8. Confidentiality Obligations
8.1 Confidential Information
Both the Company and the Client agree to keep confidential any information disclosed during the provision of the Services, including but not limited to business strategies, personal information, and proprietary materials. Confidential information may only be disclosed if required by law or with the prior written consent of the disclosing party.
8.2 Privacy Compliance
The Company will handle all personal information collected from the Client in accordance with its Privacy Policy and the Privacy Act 1988 (Cth). The Client acknowledges that they have read and understood the Company’s Privacy Policy, which is available on the Company’s website.

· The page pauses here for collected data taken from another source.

PR #412, opened 2021-11-16
Split changes spooling

### LINKED ISSUE #101: Handle `last_seq` for Cloudant maintenance events
Cloudant terminates the changes feed, sending a `last_seq`, if the node serving your request is placed in maintenance mode (see https://github.com/apache/couchdb-fabric/blob/master/src/fabric_view_changes.erl#L94). The expectation here is that the client will retry the request using the `last_seq` provided in the response.

The current backup code assumes that the changes feed has finished if a `last_seq` is returned. We need to be sure that this is indeed the case by validating the number of changes we've received with the database `update_seq` (or similar).

### LINKED ISSUE #408: Cannot complete spooling changes for some DBs
## Bug Description

The spooling changes phase attempts to complete in a single request. For DBs with large numbers of changes (more typically large numbers of documents) this may not be possible before the connection is terminated. The lifetime of the connection may be determined by CouchDB settings for changes feeds or by limits imposed by proxies.

Note it is possible to workaround this by using shallow mode backups (but obviously they do not contain equivalent data to full mode).

Perform full backup on a database with >~36M documents (there is no exact number; it is really the _time_ to spool changes that is the trigger, but they are closely linked).

Backup to complete successfully.

### 3. What actually happened

Backup fails because the changes spooling is unable to complete before the connection is teminated resulting in an:
`Error: unexpected end of file`

## Environment details
    > All full backups
- Node.js version
    > Any

ricellis:
## Checklist

## Description
Split changes spooling into multiple requests.

Fixes #408 
I believe this will also close #101 (as `last_seq` responses will now be handled in the loop) and #100 (since the built-in retries will now apply per batch request for changes and not only for a single request i.e. retries of any given request will be from that `last_seq` not the beginning of the feed). 

## Approach

Apply a `limit` to changes requests and iterate with `since` and `last_seq`.

_Reviewer notes_: what is an appropriate `limit` to use? I've chosen 100k as a starting bid.

## Schema & API Changes

- No API change, underlying change in behaviour should be transparent to users.

## Security and Privacy

- "No change"

## Testing

- Added new tests to cover collection of changes over multiple requests:
    - `should keep collecting changes` - to validate multiple requests are made
    - `should keep collecting sparse changes` - to validate thousands of requests don't cause issues
    - `Longer spool changes checks -#slow should keep collecting changes (25M)` - checks 25M changes
    - `Longer spool changes checks  - #slower should keep collecting changes (500M)` - checks 500M full changes

## Monitoring and Logging

- Added debug line for each request with `since` value

### DIFF
--- a/CHANGES.md
+++ b/CHANGES.md
@@ -4,6 +4,8 @@
 - [IMPROVED] Added quiet option to backup and restore to suppress batch messages.
 - [IMPROVED] Added a preflight check for restore function to make sure that a target database is new and empty.
 - [IMPROVED] Added handling for errors reading log file.
+- [IMPROVED] Split changes spooling to improve reliability on databases with
+  millions of documents.
 
 # 2.7.0 (2021-09-14)
 - [UPGRADED] Cloudant client dependency from `@cloudant/cloudant` to `@ibm-cloud/cloudant`.
--- a/includes/spoolchanges.js
+++ b/includes/spoolchanges.js
@@ -34,6 +34,9 @@ module.exports = function(db, log, bufferSize, ee, callback) {
   let batch = 0;
   let lastSeq = null;
   const logStream = fs.createWriteStream(log);
+  let pending = 0;
+  // The number of changes to fetch per request
+  const limit = 100000;
 
   // send documents ids to the queue in batches of bufferSize + the last batch
   const processBuffer = function(lastOne) {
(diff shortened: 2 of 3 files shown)


vmatyusGitHub (approved):
I am okay with the 100k limit number.

emlaver (approved):
Looks good! I'm also fine with 100k limit.

eiri (approved):
legit. tested on 1.2mil local database

```
$ curl -u xxx:xxx  https://localhost:5984/koi | jq .doc_count
1200000

$ npx ./bin/couchbackup.bin.js --url https://xxx:xxx@localhost:5984 --db koi > koi.json
...
couchbackup:backup:batch Written batch ID: 2399 Total document revisions written: 1200000 Time: 873.703 +54ms
couchbackup:backup Finished - Total document revisions written: 1200000 +15m

$ cat koi.json | npx ./bin/couchrestore.bin.js --url https://xxx:xxx@localhost:5984 --db koi2
...
couchbackup:restore:batch restored 1200000 +15s
couchbackup:restore finished { total: 1200000 } +0ms

$ curl -u xxx:xxx  https://localhost:5984/koi2 | jq .doc_count
1200000
```

PR #468, opened 2022-04-21
Properly urlescape password in tests hook and Jenkins pipeline

eiri:
## Checklist

- [ ] Updated the change log file (`CHANGES.md`|`CHANGELOG.md`) _or_ test/build only changes

## Description

This PR properly encodes password in Jenkins pipeline [as required by our own README](https://github.com/cloudant/couchbackup#the-url) and decodes it in test's hook, since node's `new URL` doesn't do that. This solves an issue with test password that might contain URL components.

Also this PR bumps `eslint` and `eslint-config-standard` to unlock its cross deps, that break `npm ci`

### DIFF
--- a/Jenkinsfile
+++ b/Jenkinsfile
@@ -63,6 +63,7 @@ def setupNodeAndTest(version, filter='', testSuite='test') {
               // For the IAM tests we want to run the normal 'test' suite, but we
               // want to keep the report named 'test-iam'
               def testRun = (testSuite != 'test-iam') ? testSuite : 'test'
+              def dbPassword = java.net.URLEncoder.encode(DB_PASSWORD, "UTF-8")
 
               // Actions:
               //  1. Load NVM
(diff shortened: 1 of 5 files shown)


Jenkinsfile
```diff
@@ -77,8 +78,10 @@ def setupNodeAndTest(version, filter='', testSuite='test') {
                 npm install mocha-jenkins-reporter --save-dev
                 curl -O -u "\${ARTIFACTORY_USER}:\${ARTIFACTORY_PW}" "https://na.artifactory.swg-devops.com/artifactory/cloudant-sdks-maven-local/com/ibm/cloudant/${env.DBCOMPARE_NAME}/${env.DBCOMPARE_VERSION}/${env.DBCOMPARE_NAME}-${env.DBCOMPARE_VERSION}.zip"
                 unzip ${env.DBCOMPARE_NAME}-${env.DBCOMPARE_VERSION}.zip
-                export COUCH_BACKEND_URL="https://\${DB_USER}:\${DB_PASSWORD}@\${SDKS_TEST_SERVER_HOST}"
+                set +x
+                export COUCH_BACKEND_URL="https://\${DB_USER}:${dbPassword}@\${SDKS_TEST_SERVER_HOST}"
```
vmatyusGitHub, line 82: Have you tried to use: https://www.jenkins.io/doc/book/pipeline/jenkinsfile/#interpolation-of-sensitive-environment-variables?
```suggestion
                export COUCH_BACKEND_URL='https://\${DB_USER}:${dbPassword}@\${SDKS_TEST_SERVER_HOST}'
```
Based on my local test, this will result:
`export COUCH_BACKEND_URL=https://${DB_USER}:${DB_PASSWORD}@${SDKS_TEST_SERVER_HOST}`

vmatyusGitHub:
> since node's new URL doesn't do that.

The opposite, is true `new URL` does encoding in `hook.js`.
But as I see the DB comparison fails even after password decoding.
Might this is the problem, an encoded url should be stored in env var to be a match with the backed-up DB.

Here is a small node snippet:
```
> url = "http://user:p@ss@localhost"
'http://user:p@ss@localhost'
> new URL(url)
URL {
  href: 'http://user:p%40ss@localhost/',
  origin: 'http://localhost',
  protocol: 'http:',
  username: 'user',
  password: 'p%40ss',
  host: 'localhost',
  hostname: 'localhost',
  port: '',
  pathname: '/',
  search: '',
  searchParams: URLSearchParams {},
  hash: ''
}
```

Jenkinsfile
vmatyusGitHub: `sh'''` syntax is used during git config in sdks.

eiri: no, this doesn't work on two levels: 1) this doesn't mask password 2) it does direct interpolation of vars, so we are not getting _value_ of `${DB_USER}`, but literal name of variable, e.g. it looks like `COUCH_BACKEND_URL=https://${DB_USER}:xxxx@${SDKS_TEST_SERVER_HOST}` which obviously doesn't work

eiri:
@vmatyusGitHub yes, this is exactly what I said, node's doesn't do **decoding** of urlencoded password, so this need to be done in `hook`

vmatyusGitHub (approved):

PR #530, opened 2022-11-21
chore: pull npm dependencies from artifactory

tomblench:


Jenkinsfile
```diff
@@ -94,11 +98,42 @@ def setupNodeAndTest(version, filter='', testSuite='test') {
...
+
+// url of registry for public uploads
+def getRegistryPublic() {
+    return "https://registry.npmjs.org/"
+}
+
+// url of registry for artifactory up
+def getRegistryArtifactoryUp() {
+    return "${Artifactory.server('taas-artifactory-upload').getUrl()}/api/npm/cloudant-sdks-npm-virtual/"
+}
```
ricellis, line 111: Unneeded here.
```suggestion
```

.npmrc-jenkins
```diff
@@ -0,0 +1,13 @@
...
+${NPM_REGISTRY}:email=${NPM_EMAIL}
+${NPM_REGISTRY}:_authToken=${NPM_TOKEN}
+
+; for artifactory virtual
+${ARTIFACTORY_DOWN}:username=${ARTIFACTORY_TOKEN_USR}
+${ARTIFACTORY_DOWN}:email=${ARTIFACTORY_TOKEN_USR}
+${ARTIFACTORY_DOWN}:_authToken=${ARTIFACTORY_TOKEN_PSW}
+${ARTIFACTORY_UP}:username=${ARTIFACTORY_TOKEN_USR}
+${ARTIFACTORY_UP}:email=${ARTIFACTORY_TOKEN_USR}
+${ARTIFACTORY_UP}:_authToken=${ARTIFACTORY_TOKEN_PSW}
```
ricellis, line 13: Unneeded here.
```suggestion
```

Jenkinsfile
```diff
@@ -75,15 +75,19 @@ def setupNodeAndTest(version, filter='', testSuite='test') {
...
-                unzip ${env.DBCOMPARE_NAME}-${env.DBCOMPARE_VERSION}.zip
-                set +x
-                export COUCH_BACKEND_URL="https://\${DB_USER}:${dbPassword}@\${SDKS_TEST_SERVER_HOST}"
-                export COUCH_URL="${(testSuite == 'toxytests/toxy') ? 'http://localhost:3000' : ((testSuite == 'test-iam') ? '${SDKS_TEST_SERVER_URL}' : '${COUCH_BACKEND_URL}')}"
-                set -x
-                ./node_modules/mocha/bin/mocha.js --reporter mocha-jenkins-reporter --reporter-options junit_report_path=./test/test-results.xml,junit_report_stack=true,junit_report_name=${testSuite} ${filter} ${testRun}
-              """
+                """
+              withNpmEnv('ARTIFACTORY_DOWN', registryArtifactoryDown) {
+                sh """
```
ricellis, line 80: Historically the NVM commands and the rest of the `sh` script had to be contained in the same `sh` step because the NVM setting didn't persist across multiple `sh` invocations. I can't see what version the tests are actally using in the build logs so we'll have to dig a bit deeper. I suspect this may need to be refactored to have the `withNpmEnv` enclose an entire single `sh` step, but I see that caused some other problems before.

Since it looked like the problem happened during install maybe we can resolve by doing the `nvm install` first and then `nvm use` within the same sh step as the test invocation. Otherwise we might need to check the nvm docs and see if we can flag off whatever it is doing.

ricellis (changes requested):

Jenkinsfile
```diff
@@ -71,19 +71,25 @@ def setupNodeAndTest(version, filter='', testSuite='test') {
...
-                unzip ${env.DBCOMPARE_NAME}-${env.DBCOMPARE_VERSION}.zip
-                set +x
-                export COUCH_BACKEND_URL="https://\${DB_USER}:${dbPassword}@\${SDKS_TEST_SERVER_HOST}"
-                export COUCH_URL="${(testSuite == 'toxytests/toxy') ? 'http://localhost:3000' : ((testSuite == 'test-iam') ? '${SDKS_TEST_SERVER_URL}' : '${COUCH_BACKEND_URL}')}"
-                set -x
-                ./node_modules/mocha/bin/mocha.js --reporter mocha-jenkins-reporter --reporter-options junit_report_path=./test/test-results.xml,junit_report_stack=true,junit_report_name=${testSuite} ${filter} ${testRun}
-              """
+              withCredentials([usernamePassword(usernameVariable: 'NPMRC_USER', passwordVariable: 'NPMRC_TOKEN', credentialsId: 'artifactory-id-token')]) {
+              withEnv(['NPMRC_EMAIL=' + env.NPMRC_USER]) {
+              withNpmEnv(registryArtifactoryDown) {
```
ricellis, line 76: nit: indentation

Jenkinsfile
ricellis: the other up refernce is gone now, but still need to get rid of this one

Jenkinsfile
```diff
@@ -94,11 +100,46 @@ def setupNodeAndTest(version, filter='', testSuite='test') {
...
+}
+
 stage('Build') {
   // Checkout, build
   node('sdks-backup-executor') {
     checkout scm
-    sh 'npm ci'
+    withCredentials([usernamePassword(usernameVariable: 'NPMRC_USER', passwordVariable: 'NPMRC_TOKEN', credentialsId: 'artifactory-id-token')]) {
+    withEnv(['NPMRC_EMAIL=' + env.NPMRC_USER]) {
+    withNpmEnv(registryArtifactoryDown) {
```
ricellis, line 138: nit indentation

ricellis (approved):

9. Liability Limitations and Indemnities
9.1 Limitation of Liability
To the maximum extent permitted by law, the Company excludes liability for any direct, indirect, special, or consequential loss or damage arising from the Client’s participation in the Services. The Company’s total liability for any claim arising under this Agreement is limited to the total fees paid by the Client for the Services.
9.2 Indemnity
The Client agrees to indemnify and hold harmless the Company, its directors, employees, and affiliates from any claims, losses, or damages arising from the Client’s breach of this Agreement or their use of the Services.
10. Dispute Resolution Procedures
10.1 Negotiation
In the event of a dispute arising under this Agreement, both parties agree to first attempt to resolve the matter through good faith negotiation.
10.2 Mediation
If the dispute cannot be resolved through negotiation, the parties agree to engage in mediation before pursuing any legal action. The mediation will be conducted by a mutually agreed mediator, and the costs of mediation will be shared equally between the parties.
11. Term and Termination Provisions
11.1 Term
This Agreement commences on the date the Client accepts these Terms and Conditions and continues until the completion of the Services, unless terminated earlier in accordance with this Agreement.
11.2 Termination by Company
The Company may terminate this Agreement immediately if the Client engages in disruptive, abusive, or inappropriate behaviour, or if the Client breaches any material term of this Agreement. In the event of termination by the Company, no refund will be provided, and any outstanding payments under a payment plan will remain due and payable.
11.3 Termination by Client
The Client may terminate this Agreement at any time by providing written notice to the Company. If the Client terminates this Agreement, any outstanding payments under a payment plan will remain due and payable, and the Client may be eligible for a refund in accordance with the refund policy outlined above.
12. Force Majeure
12.1 Force Majeure Events
Neither party will be liable for any failure or delay in performing their obligations under this Agreement if such failure or delay is caused by a force majeure event, including but not limited to natural disasters, pandemics, government actions, or other events beyond the reasonable control of the affected party.
12.2 Notification
The party affected by a force majeure event must notify the other party in writing as soon as practicable and take reasonable steps to mitigate the impact of the event.
13. Governing Law and Jurisdiction
13.1 Entire Agreement
This document together with the application that the Client completes as part of the onboarding signup process to become a Client constitutes the entire agreement of the parties and supersedes all prior discussions, undertakings and agreements
13.2 Severability
- If any provision of this Agreement is found to be invalid or unenforceable:
- the provision will be severed from this Agreement;
- the remaining provisions will continue in full force and effect; and
- where possible, the invalid provision will be replaced with a valid provision that achieves substantially the same effect.
13.3 Governing Law
This Agreement is governed by the laws of New South Wales, Australia.
13.4 Jurisdiction
Any disputes arising under this Agreement will be subject to the exclusive jurisdiction of the courts of New South Wales.